#### PROBLEM
Copy every line of the data that includes the string "approved".

#### RECORDS FOR THIS TASK
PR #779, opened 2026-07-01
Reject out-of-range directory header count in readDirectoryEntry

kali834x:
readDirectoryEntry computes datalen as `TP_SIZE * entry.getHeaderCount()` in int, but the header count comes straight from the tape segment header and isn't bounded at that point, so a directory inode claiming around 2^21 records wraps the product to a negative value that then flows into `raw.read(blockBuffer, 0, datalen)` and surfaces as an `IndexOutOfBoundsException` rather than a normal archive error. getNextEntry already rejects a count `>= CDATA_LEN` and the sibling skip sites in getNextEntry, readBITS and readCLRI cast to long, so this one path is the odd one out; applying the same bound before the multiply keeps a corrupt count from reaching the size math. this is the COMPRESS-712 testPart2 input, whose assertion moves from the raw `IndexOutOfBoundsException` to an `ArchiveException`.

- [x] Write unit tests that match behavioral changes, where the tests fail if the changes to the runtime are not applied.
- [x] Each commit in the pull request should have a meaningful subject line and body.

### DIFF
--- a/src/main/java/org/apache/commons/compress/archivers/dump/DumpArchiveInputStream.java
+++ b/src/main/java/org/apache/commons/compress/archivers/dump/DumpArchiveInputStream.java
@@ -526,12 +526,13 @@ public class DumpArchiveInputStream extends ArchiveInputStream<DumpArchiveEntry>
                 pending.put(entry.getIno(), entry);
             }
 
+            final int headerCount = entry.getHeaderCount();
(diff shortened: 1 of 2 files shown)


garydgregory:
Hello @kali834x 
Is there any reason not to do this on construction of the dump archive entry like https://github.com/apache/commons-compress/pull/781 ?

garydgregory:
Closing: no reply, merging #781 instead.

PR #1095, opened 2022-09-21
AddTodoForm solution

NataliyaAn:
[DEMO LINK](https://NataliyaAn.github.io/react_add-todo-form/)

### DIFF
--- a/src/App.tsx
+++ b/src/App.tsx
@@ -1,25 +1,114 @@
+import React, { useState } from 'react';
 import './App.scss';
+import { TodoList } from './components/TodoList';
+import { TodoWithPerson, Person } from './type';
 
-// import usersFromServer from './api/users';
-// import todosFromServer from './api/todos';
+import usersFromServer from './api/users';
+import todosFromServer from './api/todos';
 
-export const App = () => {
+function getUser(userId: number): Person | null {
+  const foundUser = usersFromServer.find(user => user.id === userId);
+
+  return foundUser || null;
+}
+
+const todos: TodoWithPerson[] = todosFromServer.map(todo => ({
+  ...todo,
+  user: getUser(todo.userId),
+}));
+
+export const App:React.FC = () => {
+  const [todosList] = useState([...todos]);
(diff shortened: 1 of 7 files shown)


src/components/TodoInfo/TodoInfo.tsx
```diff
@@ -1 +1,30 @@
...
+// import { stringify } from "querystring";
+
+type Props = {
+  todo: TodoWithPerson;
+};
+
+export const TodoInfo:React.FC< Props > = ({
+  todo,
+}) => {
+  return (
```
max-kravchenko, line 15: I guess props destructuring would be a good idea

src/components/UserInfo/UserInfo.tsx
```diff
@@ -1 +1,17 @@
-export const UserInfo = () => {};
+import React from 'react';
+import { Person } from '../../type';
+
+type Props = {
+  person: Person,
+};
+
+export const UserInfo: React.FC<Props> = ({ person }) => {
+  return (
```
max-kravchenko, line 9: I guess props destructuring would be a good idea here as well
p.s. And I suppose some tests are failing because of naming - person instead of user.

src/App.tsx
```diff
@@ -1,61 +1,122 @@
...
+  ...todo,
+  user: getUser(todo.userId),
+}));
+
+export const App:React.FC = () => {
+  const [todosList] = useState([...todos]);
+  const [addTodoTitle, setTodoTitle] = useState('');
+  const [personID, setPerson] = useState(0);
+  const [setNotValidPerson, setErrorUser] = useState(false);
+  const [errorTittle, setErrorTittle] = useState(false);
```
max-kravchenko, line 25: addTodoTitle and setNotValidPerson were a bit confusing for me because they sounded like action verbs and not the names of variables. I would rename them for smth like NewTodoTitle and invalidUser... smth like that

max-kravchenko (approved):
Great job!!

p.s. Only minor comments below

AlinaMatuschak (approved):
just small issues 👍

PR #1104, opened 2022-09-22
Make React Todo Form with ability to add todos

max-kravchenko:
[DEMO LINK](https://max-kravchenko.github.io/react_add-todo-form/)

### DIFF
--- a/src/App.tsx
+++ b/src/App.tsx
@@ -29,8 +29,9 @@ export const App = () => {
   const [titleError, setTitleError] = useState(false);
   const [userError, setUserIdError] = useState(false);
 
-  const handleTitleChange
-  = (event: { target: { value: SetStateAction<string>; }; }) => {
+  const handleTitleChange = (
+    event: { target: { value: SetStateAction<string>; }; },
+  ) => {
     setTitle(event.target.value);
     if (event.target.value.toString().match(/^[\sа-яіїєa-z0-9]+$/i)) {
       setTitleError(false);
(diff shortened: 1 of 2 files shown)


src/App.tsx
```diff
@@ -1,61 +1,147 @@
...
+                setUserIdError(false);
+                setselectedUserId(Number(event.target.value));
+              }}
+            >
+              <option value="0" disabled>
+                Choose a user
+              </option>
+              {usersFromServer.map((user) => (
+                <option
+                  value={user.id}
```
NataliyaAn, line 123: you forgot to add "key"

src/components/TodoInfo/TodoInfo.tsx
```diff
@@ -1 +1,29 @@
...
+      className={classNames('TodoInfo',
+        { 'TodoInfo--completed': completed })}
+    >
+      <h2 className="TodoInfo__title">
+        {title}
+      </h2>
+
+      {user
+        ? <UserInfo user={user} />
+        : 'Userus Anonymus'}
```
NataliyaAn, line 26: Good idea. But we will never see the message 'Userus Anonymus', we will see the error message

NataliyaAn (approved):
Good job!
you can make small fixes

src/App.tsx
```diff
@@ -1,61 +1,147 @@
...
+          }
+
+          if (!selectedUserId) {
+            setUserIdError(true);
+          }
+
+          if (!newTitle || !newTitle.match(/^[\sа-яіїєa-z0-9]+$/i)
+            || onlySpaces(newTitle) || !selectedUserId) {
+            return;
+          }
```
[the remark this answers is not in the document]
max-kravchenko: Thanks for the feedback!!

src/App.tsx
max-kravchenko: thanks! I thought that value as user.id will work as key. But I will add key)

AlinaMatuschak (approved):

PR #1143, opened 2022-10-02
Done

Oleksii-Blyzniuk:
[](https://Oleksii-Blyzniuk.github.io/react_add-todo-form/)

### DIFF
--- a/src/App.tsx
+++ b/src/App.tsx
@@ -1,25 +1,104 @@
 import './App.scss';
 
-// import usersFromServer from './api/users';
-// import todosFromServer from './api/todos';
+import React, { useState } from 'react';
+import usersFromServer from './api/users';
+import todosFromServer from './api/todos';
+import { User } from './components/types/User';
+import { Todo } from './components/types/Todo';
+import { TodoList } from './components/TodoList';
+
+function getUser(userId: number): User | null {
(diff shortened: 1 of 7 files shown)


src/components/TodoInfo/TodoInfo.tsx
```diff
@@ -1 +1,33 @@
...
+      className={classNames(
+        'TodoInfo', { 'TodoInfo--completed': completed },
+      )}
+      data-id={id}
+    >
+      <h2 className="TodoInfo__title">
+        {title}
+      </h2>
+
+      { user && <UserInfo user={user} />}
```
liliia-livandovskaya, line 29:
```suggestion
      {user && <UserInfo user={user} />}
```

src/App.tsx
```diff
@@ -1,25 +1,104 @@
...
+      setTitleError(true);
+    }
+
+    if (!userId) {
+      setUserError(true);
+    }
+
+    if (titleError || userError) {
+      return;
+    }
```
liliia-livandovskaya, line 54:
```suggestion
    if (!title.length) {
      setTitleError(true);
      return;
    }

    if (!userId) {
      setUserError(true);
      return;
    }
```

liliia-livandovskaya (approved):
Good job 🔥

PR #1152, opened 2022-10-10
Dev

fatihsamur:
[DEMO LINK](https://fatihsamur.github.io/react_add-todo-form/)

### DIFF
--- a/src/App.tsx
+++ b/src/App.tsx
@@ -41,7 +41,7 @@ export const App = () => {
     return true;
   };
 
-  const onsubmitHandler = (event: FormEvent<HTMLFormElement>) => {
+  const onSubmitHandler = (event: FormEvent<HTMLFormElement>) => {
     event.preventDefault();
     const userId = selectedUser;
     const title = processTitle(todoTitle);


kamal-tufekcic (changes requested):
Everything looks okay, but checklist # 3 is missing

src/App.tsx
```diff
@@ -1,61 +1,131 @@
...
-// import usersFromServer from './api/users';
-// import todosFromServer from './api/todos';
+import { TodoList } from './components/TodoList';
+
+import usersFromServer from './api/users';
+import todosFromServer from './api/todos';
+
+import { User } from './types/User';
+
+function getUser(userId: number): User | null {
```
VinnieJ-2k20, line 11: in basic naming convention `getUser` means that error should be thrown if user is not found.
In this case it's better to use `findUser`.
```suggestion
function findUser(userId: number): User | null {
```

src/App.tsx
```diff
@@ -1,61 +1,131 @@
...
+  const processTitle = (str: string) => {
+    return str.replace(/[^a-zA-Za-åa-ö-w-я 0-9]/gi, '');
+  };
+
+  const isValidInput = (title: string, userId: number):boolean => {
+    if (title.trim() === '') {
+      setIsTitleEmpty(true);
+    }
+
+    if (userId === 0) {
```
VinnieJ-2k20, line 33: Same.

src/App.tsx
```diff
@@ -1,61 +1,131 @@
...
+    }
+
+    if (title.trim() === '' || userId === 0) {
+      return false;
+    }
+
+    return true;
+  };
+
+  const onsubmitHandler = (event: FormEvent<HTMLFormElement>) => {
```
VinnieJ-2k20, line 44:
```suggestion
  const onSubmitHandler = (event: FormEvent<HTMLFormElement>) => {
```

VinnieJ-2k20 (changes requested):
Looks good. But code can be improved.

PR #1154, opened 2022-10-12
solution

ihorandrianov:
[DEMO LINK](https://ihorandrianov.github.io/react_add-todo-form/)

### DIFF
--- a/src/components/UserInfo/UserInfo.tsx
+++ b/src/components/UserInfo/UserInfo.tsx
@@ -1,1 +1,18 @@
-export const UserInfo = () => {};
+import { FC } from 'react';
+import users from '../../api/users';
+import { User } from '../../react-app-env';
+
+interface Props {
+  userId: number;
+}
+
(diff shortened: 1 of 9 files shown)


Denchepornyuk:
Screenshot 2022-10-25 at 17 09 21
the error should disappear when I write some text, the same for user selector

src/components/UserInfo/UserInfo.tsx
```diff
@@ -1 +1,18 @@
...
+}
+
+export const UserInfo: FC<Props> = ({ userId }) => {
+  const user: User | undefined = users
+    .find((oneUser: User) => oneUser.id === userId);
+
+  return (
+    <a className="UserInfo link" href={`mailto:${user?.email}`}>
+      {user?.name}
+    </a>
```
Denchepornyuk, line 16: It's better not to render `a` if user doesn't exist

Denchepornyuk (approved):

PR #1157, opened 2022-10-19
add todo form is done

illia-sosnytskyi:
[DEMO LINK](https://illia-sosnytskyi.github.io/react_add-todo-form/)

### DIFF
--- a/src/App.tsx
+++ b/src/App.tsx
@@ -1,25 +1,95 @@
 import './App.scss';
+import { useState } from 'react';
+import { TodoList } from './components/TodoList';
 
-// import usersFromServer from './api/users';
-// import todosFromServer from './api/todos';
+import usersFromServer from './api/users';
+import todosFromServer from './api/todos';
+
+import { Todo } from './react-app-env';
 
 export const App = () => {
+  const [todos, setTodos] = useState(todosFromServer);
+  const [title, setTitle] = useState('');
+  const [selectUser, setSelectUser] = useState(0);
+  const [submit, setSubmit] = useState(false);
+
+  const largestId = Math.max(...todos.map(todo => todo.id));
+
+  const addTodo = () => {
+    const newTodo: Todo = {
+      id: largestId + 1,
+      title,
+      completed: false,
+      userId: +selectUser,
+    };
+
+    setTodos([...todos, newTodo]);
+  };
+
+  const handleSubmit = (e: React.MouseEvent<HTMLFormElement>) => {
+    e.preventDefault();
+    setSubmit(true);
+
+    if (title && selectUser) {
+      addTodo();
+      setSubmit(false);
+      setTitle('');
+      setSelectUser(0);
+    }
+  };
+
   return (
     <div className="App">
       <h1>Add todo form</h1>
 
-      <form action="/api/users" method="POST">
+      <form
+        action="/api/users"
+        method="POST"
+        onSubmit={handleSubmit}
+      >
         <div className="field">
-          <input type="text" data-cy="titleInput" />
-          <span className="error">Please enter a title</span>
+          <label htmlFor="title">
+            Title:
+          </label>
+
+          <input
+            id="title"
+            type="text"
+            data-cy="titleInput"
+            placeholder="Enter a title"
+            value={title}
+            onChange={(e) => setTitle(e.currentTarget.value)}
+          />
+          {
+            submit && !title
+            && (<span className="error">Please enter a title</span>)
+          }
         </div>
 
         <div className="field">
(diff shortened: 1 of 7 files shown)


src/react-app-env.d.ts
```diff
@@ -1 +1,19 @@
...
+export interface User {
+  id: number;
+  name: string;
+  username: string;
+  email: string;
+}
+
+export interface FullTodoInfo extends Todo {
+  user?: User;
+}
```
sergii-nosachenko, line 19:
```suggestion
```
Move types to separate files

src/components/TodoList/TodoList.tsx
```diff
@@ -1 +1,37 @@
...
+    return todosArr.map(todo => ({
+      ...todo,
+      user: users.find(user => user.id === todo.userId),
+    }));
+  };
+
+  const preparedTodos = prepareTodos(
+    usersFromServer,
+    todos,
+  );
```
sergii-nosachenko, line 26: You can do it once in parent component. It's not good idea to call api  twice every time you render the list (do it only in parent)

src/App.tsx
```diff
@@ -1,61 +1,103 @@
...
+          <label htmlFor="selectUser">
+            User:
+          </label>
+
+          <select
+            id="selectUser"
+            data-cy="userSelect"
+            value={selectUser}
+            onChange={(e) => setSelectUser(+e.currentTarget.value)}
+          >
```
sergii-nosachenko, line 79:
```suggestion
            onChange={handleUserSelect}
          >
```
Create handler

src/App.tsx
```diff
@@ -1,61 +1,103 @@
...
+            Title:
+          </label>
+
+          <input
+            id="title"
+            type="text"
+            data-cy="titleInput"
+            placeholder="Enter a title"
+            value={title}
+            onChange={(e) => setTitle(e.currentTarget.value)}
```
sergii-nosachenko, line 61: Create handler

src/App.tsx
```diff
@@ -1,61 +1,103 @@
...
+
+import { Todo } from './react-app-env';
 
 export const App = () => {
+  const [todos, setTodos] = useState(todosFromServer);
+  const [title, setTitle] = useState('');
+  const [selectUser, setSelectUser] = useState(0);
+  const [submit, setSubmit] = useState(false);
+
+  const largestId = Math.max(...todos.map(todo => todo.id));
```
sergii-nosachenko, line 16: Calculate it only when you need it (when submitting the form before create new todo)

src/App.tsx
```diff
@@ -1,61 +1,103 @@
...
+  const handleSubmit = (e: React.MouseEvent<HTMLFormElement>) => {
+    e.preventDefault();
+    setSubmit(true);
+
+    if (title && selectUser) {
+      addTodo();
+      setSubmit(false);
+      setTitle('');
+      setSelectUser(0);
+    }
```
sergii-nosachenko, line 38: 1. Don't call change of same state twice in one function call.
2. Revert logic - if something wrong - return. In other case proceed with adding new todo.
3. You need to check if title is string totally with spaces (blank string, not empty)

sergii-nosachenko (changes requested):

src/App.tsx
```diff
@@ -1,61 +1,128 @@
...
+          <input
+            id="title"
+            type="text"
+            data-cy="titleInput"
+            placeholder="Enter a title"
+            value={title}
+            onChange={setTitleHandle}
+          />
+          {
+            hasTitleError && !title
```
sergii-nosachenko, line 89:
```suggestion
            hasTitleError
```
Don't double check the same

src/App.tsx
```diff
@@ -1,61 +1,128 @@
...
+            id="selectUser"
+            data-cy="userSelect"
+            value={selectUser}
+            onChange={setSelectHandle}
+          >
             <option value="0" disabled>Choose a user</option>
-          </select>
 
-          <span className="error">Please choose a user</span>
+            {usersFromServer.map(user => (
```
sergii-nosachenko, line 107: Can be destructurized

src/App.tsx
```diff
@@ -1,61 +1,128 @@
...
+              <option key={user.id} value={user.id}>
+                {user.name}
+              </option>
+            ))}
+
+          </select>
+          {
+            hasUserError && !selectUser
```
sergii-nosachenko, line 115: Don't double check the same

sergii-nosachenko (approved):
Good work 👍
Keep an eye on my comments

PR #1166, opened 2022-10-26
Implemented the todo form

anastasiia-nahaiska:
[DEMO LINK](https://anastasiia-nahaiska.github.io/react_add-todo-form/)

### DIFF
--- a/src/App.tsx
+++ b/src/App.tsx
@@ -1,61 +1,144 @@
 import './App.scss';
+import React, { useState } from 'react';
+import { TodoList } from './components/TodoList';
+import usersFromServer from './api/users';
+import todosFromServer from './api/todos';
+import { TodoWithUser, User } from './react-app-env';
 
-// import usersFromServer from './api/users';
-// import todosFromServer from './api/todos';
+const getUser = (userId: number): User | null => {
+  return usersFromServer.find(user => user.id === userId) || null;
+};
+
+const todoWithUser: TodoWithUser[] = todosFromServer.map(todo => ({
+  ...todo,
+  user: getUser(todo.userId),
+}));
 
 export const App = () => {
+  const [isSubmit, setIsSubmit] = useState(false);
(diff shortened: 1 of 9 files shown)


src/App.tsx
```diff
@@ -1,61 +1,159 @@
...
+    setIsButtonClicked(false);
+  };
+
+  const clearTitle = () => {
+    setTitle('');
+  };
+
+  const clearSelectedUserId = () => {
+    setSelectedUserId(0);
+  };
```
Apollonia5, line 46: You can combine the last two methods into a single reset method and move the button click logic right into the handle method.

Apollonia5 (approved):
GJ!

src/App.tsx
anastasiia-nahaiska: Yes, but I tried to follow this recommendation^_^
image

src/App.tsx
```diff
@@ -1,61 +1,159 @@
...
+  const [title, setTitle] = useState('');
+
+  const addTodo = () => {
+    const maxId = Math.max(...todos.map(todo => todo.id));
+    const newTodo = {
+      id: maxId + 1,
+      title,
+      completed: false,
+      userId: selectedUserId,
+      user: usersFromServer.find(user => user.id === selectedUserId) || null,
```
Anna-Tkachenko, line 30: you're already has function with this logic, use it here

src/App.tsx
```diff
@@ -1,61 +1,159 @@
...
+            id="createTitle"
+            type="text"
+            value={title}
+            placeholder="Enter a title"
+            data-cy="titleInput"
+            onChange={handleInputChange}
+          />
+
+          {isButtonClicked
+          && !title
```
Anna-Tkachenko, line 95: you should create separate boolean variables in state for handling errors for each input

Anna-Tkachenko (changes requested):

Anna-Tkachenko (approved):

#### FINISHED EXERCISE
max-kravchenko (approved):
AlinaMatuschak (approved):
NataliyaAn (approved):
AlinaMatuschak (approved):
liliia-livandovskaya (approved):
Denchepornyuk (approved):
sergii-nosachenko (approved):
Apollonia5 (approved):
Anna-Tkachenko (approved):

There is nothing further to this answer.